- Opening Delimiter -

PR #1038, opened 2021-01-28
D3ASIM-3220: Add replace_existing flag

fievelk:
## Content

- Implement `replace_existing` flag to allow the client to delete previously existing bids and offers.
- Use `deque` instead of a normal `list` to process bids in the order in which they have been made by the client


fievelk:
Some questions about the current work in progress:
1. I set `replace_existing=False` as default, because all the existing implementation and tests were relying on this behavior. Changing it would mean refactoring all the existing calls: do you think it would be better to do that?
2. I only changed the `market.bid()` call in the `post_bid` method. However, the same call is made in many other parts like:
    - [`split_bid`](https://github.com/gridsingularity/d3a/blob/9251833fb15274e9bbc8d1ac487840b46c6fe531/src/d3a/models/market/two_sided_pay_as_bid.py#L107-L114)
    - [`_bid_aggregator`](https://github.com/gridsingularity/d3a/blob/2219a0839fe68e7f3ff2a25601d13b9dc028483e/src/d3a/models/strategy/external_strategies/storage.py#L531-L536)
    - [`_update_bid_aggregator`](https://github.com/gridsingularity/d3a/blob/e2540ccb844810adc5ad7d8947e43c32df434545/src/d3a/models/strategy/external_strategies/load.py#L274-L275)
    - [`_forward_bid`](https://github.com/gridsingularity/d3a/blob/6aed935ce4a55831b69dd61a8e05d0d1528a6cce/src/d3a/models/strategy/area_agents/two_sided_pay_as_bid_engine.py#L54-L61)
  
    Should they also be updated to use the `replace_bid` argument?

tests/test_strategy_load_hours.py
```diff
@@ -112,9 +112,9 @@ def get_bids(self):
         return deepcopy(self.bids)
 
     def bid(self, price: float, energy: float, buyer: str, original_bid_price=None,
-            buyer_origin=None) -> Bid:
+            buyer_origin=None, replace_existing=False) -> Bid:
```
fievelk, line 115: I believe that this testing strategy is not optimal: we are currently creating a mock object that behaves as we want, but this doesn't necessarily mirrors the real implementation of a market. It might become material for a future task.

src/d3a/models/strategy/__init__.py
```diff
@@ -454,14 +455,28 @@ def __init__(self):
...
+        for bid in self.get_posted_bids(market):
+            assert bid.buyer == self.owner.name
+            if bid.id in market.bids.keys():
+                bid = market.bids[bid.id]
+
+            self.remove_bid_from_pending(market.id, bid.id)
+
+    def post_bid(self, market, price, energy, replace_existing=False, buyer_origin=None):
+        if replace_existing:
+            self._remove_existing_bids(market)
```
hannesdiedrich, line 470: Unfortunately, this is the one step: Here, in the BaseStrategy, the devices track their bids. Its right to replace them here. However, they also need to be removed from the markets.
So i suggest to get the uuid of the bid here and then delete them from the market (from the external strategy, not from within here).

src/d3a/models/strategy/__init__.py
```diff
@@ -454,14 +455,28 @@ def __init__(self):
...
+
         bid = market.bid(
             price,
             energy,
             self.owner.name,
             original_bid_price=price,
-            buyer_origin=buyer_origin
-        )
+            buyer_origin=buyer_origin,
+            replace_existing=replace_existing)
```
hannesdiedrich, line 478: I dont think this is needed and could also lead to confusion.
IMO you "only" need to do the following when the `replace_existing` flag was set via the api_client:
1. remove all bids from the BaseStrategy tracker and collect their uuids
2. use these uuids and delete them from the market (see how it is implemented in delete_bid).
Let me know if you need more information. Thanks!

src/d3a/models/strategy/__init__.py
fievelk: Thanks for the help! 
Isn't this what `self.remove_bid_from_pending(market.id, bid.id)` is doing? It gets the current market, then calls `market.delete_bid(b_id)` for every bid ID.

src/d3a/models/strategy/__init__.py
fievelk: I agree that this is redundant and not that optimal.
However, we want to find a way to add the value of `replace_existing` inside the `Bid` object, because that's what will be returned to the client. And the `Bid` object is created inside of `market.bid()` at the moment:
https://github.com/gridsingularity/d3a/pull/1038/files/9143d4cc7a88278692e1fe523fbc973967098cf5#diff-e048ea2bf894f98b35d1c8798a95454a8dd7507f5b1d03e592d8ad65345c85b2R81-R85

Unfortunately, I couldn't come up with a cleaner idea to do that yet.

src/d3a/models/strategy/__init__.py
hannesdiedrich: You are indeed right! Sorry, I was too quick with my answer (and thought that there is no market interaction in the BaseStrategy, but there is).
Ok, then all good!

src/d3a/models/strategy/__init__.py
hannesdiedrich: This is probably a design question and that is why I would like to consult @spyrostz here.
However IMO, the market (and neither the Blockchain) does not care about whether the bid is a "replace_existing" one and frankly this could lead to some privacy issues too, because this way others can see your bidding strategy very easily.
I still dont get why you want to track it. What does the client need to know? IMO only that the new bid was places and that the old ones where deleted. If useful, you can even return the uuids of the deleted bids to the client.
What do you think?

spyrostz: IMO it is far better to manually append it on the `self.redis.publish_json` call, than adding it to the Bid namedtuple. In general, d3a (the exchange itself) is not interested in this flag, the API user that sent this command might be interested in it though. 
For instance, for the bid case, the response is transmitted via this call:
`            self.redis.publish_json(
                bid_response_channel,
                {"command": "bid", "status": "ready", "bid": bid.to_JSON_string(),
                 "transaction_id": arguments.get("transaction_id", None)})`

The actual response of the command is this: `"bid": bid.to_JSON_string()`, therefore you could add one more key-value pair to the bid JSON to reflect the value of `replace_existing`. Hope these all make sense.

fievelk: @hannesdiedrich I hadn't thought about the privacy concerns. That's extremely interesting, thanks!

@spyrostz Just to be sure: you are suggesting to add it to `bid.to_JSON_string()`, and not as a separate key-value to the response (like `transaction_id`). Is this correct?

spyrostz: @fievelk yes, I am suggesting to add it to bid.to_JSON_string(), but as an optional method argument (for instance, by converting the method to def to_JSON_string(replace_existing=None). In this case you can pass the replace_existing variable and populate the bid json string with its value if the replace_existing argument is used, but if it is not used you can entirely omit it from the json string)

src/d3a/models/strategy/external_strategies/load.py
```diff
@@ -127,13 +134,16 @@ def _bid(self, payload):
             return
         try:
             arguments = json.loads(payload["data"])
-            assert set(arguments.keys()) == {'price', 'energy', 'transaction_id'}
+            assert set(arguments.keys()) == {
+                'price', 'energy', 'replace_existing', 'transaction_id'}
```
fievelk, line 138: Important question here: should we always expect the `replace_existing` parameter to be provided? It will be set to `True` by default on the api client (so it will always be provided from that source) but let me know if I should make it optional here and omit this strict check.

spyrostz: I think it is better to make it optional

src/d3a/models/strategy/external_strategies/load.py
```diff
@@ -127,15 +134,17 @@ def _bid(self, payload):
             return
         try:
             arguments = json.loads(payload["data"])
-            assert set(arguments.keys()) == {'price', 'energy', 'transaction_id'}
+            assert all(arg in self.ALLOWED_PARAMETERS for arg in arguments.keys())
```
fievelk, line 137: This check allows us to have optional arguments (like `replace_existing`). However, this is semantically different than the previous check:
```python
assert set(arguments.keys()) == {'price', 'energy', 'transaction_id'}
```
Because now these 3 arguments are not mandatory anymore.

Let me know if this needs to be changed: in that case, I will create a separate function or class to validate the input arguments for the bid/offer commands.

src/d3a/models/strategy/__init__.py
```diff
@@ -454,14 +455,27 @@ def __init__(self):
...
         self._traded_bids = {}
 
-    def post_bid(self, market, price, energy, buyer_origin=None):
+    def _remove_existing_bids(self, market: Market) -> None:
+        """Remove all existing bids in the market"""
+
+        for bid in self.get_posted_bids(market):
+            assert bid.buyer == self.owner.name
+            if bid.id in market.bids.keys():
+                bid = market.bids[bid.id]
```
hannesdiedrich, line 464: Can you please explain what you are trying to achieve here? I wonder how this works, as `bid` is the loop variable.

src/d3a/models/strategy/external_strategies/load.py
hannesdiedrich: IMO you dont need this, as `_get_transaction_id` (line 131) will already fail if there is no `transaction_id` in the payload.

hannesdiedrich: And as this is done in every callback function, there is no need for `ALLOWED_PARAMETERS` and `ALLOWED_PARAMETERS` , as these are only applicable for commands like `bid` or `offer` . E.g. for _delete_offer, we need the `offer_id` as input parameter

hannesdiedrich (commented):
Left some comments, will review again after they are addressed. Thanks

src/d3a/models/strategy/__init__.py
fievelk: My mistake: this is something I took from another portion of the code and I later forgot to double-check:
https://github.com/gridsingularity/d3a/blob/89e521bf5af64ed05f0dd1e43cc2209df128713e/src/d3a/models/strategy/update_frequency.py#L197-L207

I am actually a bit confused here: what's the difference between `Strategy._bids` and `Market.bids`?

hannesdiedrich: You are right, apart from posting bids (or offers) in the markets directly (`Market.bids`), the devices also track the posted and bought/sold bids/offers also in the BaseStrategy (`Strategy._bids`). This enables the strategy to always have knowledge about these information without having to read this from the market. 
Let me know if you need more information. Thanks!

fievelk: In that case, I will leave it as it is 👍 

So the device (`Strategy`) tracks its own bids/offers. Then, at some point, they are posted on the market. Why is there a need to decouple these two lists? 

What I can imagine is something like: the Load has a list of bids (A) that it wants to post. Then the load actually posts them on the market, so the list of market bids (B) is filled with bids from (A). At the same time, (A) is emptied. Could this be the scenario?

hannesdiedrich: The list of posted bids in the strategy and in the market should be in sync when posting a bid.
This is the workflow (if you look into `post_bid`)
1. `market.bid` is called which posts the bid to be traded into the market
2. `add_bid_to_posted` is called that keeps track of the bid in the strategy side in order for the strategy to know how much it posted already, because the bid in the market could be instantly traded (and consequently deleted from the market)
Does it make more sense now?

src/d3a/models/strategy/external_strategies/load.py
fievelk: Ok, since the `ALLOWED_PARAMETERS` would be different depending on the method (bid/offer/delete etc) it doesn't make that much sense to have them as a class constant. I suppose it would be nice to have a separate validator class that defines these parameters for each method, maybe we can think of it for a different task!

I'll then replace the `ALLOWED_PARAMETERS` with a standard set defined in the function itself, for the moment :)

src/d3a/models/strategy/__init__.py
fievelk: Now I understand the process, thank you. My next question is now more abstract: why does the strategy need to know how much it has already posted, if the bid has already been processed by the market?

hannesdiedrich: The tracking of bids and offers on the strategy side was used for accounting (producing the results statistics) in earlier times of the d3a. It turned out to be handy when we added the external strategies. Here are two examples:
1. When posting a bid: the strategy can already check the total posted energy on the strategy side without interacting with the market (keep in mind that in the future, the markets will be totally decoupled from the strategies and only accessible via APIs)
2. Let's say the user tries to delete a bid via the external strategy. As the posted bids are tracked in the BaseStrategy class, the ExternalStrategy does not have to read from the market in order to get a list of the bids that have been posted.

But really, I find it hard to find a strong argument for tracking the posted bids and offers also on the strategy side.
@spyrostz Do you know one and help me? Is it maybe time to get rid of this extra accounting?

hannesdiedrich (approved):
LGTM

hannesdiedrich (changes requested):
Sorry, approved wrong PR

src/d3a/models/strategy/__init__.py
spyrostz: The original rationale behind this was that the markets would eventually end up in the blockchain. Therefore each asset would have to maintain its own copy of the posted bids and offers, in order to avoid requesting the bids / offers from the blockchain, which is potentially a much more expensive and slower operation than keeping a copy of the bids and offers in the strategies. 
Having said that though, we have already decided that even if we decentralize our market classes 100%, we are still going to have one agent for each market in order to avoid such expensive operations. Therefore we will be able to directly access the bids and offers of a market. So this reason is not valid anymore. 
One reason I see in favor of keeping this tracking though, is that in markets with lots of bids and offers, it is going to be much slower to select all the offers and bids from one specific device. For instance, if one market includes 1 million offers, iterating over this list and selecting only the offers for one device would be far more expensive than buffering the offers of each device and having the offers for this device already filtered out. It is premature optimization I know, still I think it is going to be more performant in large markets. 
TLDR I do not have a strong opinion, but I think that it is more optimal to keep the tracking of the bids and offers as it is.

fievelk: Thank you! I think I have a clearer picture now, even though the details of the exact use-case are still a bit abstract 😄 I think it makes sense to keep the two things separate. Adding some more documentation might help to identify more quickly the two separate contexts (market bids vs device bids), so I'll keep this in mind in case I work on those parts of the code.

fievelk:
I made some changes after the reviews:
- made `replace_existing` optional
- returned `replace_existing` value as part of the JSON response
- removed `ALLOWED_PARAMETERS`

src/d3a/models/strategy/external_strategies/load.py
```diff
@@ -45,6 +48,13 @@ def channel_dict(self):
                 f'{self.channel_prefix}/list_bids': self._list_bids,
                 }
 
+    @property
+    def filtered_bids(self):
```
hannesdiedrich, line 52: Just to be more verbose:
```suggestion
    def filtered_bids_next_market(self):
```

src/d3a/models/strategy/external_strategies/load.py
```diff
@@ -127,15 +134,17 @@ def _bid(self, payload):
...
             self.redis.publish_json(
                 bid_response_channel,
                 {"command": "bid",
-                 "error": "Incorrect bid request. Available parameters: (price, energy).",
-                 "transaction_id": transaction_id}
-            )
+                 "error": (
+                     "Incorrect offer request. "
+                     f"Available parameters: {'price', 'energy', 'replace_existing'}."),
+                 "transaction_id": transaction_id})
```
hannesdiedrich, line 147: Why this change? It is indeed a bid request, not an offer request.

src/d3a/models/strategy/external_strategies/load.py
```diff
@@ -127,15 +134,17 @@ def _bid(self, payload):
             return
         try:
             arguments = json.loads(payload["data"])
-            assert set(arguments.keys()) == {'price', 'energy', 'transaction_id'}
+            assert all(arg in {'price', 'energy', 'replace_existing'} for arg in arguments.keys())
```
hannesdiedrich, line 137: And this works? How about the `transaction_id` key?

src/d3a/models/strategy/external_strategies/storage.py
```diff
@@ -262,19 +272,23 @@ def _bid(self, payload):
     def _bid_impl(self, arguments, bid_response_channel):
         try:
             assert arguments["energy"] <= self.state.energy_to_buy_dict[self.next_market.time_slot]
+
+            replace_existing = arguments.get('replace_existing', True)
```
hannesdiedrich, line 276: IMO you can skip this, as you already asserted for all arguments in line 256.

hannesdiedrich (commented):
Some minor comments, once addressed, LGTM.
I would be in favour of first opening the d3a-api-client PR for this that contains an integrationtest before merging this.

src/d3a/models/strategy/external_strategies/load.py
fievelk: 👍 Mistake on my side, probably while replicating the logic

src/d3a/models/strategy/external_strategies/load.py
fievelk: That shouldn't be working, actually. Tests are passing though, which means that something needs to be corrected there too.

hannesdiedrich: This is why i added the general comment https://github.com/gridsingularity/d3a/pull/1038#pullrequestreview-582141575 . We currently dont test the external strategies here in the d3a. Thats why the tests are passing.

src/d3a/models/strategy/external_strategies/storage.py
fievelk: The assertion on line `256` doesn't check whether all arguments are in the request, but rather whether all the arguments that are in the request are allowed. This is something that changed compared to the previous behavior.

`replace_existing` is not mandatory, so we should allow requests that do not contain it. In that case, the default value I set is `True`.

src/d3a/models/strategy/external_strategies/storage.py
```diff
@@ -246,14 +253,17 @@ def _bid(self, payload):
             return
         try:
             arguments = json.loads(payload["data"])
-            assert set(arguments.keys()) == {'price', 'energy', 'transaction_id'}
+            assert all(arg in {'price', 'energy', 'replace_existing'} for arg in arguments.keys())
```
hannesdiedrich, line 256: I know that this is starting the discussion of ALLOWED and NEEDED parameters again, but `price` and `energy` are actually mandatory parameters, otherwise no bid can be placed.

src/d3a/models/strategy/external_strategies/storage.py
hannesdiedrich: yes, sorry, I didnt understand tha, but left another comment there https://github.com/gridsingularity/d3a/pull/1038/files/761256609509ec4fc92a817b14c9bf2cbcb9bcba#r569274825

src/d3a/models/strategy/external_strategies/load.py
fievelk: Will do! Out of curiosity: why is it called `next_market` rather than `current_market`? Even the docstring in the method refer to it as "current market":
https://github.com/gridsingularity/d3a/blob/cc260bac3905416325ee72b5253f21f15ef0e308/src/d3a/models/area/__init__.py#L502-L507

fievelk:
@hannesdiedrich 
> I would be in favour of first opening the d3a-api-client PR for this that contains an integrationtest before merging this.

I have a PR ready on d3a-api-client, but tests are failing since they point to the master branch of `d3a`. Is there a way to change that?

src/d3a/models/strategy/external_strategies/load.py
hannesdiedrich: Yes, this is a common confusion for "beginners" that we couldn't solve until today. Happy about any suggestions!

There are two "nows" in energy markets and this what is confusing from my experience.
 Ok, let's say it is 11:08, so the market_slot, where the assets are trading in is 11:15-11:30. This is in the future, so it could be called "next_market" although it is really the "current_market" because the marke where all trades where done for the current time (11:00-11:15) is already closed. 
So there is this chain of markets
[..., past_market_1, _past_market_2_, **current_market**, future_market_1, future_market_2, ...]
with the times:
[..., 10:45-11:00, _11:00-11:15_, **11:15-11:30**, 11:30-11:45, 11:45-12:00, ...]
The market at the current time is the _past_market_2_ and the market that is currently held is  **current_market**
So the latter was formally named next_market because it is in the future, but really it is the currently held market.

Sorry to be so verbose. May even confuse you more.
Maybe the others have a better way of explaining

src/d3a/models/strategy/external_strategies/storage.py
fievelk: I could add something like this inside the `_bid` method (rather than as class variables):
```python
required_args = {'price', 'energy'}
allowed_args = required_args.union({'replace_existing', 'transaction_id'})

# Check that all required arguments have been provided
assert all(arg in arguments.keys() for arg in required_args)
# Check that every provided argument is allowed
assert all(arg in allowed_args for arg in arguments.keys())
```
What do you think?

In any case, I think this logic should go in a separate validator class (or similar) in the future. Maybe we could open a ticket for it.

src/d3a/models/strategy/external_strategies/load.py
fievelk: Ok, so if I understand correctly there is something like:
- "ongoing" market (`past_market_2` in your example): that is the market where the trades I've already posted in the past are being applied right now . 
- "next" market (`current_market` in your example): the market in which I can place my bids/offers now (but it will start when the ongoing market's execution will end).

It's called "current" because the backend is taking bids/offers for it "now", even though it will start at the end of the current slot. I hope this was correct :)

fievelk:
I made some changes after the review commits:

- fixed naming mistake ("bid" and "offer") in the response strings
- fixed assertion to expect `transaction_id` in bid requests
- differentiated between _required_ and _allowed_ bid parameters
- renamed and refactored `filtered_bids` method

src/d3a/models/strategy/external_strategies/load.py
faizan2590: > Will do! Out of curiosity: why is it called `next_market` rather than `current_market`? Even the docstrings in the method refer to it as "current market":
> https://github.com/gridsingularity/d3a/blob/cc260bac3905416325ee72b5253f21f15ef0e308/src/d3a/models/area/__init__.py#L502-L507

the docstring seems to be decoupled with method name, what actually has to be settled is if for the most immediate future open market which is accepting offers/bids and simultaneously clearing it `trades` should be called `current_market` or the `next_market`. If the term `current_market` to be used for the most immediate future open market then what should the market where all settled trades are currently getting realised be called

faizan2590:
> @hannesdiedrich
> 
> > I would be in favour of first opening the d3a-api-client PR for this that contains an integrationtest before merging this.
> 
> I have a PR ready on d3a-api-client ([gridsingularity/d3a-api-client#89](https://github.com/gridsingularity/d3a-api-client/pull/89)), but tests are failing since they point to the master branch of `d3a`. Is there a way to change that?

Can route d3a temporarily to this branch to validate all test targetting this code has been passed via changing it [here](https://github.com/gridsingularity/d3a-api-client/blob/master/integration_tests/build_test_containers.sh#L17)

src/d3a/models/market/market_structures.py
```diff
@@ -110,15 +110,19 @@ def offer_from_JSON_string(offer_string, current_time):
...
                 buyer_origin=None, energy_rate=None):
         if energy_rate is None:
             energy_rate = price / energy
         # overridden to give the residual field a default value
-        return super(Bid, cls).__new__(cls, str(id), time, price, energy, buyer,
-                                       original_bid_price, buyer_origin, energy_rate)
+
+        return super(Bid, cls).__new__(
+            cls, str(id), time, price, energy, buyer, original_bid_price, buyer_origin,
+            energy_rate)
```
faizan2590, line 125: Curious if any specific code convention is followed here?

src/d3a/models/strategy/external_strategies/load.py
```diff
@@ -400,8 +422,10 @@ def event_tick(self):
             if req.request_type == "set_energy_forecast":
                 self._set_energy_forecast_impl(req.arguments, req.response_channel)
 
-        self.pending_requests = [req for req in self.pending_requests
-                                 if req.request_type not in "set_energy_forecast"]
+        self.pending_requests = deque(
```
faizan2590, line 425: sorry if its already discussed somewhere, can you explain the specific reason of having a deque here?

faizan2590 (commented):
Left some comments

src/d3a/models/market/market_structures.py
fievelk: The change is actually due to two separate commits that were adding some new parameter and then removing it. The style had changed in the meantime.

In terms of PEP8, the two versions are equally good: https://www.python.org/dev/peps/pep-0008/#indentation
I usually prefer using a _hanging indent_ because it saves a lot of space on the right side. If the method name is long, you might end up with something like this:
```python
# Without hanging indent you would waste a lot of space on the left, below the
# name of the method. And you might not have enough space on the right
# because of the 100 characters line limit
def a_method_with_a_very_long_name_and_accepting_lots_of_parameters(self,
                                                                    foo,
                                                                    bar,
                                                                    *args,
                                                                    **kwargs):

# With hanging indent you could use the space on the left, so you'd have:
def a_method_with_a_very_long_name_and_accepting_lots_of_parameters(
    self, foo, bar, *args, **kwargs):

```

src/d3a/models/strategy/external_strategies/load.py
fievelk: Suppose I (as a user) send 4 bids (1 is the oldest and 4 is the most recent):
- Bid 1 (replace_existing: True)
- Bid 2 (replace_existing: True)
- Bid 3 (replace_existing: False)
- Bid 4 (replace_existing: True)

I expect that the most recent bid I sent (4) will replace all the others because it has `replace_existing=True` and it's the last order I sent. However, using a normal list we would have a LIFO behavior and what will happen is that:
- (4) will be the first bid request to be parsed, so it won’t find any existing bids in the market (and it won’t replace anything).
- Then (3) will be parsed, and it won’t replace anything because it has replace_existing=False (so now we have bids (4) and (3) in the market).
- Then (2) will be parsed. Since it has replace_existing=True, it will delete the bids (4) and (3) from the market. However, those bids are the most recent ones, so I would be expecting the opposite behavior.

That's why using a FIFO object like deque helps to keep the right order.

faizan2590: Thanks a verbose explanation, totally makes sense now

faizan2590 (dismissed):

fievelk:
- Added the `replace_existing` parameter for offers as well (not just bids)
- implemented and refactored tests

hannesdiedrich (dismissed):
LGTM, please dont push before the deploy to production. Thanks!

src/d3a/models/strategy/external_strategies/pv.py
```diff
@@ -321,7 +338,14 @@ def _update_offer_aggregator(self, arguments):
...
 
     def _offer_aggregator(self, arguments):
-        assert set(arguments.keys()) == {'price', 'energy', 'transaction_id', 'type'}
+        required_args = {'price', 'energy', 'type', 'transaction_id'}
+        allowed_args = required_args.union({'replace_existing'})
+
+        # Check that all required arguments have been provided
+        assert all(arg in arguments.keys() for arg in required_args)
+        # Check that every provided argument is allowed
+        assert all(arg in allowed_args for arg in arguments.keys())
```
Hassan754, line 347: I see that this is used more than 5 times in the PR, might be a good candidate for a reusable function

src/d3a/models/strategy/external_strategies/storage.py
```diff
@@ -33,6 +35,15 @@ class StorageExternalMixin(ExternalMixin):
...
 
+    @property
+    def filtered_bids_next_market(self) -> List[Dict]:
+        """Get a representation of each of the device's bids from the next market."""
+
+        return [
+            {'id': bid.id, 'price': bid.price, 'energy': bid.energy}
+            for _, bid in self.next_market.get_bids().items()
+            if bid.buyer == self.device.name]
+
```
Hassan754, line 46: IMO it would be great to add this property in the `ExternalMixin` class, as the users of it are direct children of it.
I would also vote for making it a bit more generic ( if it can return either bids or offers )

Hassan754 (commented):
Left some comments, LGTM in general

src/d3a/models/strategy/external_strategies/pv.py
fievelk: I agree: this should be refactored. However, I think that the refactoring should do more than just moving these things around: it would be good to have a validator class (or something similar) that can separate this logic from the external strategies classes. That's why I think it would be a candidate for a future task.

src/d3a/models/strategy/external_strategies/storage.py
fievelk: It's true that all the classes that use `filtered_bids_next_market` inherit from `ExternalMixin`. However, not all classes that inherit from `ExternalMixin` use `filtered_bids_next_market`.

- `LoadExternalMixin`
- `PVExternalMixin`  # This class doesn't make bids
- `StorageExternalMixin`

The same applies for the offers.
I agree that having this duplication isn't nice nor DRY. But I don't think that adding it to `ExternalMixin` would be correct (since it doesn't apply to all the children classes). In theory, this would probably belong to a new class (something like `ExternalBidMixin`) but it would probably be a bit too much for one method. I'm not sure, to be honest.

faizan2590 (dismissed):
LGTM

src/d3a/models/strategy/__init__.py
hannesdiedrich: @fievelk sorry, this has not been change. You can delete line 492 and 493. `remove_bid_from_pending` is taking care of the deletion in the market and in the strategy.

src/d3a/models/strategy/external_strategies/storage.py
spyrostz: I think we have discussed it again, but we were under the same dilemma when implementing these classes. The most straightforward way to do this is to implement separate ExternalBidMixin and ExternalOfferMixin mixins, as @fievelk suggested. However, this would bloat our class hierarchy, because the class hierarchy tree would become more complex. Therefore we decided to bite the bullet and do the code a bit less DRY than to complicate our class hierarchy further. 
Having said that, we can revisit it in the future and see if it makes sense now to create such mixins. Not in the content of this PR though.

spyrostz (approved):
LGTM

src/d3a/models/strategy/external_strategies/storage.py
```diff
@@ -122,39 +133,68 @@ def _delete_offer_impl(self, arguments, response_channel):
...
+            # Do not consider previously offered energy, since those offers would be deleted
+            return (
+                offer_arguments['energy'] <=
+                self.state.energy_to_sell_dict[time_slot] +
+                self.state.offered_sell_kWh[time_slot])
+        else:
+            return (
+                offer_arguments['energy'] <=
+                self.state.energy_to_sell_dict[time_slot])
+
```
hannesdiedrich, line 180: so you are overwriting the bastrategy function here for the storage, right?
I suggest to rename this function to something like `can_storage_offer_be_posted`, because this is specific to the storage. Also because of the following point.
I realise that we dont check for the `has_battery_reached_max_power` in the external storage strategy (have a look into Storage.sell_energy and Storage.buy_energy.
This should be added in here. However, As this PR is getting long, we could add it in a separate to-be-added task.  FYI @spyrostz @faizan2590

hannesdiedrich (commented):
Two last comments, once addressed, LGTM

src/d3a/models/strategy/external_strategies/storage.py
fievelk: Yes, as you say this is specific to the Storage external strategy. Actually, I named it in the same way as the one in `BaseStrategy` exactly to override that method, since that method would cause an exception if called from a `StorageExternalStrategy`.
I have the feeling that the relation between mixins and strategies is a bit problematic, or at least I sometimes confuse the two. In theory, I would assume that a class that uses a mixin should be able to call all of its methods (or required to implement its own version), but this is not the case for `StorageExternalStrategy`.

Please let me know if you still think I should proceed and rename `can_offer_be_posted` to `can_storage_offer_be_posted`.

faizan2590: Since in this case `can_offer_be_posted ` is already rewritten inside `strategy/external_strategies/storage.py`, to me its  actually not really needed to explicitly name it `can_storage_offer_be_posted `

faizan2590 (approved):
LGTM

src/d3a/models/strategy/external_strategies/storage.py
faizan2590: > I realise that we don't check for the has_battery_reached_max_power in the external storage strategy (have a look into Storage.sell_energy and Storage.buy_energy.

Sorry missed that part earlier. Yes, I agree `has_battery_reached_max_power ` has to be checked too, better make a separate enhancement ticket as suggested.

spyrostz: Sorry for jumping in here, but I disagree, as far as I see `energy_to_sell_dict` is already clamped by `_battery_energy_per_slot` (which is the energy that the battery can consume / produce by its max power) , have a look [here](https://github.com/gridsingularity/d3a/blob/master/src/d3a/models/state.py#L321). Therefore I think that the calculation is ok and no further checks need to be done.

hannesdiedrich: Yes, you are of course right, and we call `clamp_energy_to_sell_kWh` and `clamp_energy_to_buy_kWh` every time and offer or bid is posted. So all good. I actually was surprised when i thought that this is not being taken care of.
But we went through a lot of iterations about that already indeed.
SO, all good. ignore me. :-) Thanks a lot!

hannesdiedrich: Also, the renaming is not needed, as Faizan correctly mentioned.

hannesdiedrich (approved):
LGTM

- Closing Delimiter -

Activity
Look back at the data above. Transcribe exactly the lines starting at the line that contains "I usually prefer" and ending at the line that contains "- (4) will be".

Result
I usually prefer using a _hanging indent_ because it saves a lot of space on the right side. If the method name is long, you might end up with something like this:
```python
# Without hanging indent you would waste a lot of space on the left, below the
# name of the method. And you might not have enough space on the right
# because of the 100 characters line limit
def a_method_with_a_very_long_name_and_accepting_lots_of_parameters(self,
                                                                    foo,
                                                                    bar,
                                                                    *args,
                                                                    **kwargs):

# With hanging indent you could use the space on the left, so you'd have:
def a_method_with_a_very_long_name_and_accepting_lots_of_parameters(
    self, foo, bar, *args, **kwargs):

```

src/d3a/models/strategy/external_strategies/load.py
fievelk: Suppose I (as a user) send 4 bids (1 is the oldest and 4 is the most recent):
- Bid 1 (replace_existing: True)
- Bid 2 (replace_existing: True)
- Bid 3 (replace_existing: False)
- Bid 4 (replace_existing: True)

I expect that the most recent bid I sent (4) will replace all the others because it has `replace_existing=True` and it's the last order I sent. However, using a normal list we would have a LIFO behavior and what will happen is that:
- (4) will be the first bid request to be parsed, so it won’t find any existing bids in the market (and it won’t replace anything).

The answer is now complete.